*** Data section ***

PR #2122, opened 2019-02-23
Part 4 - fix: spec lacking conformance section are informative

### LINKED ISSUE #2051: If a spec lacks <section id=conformance>, then it reference should be informative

*** End of Data section ***

- Task directions
Each line from the one holding "Part 4 - fix: spec" to the end of the data above goes into the answer exactly as written, and no other line does.

- Solution to the exercise
Part 4 - fix: spec lacking conformance section are informative

### LINKED ISSUE #2051: If a spec lacks <section id=conformance>, then it reference should be informative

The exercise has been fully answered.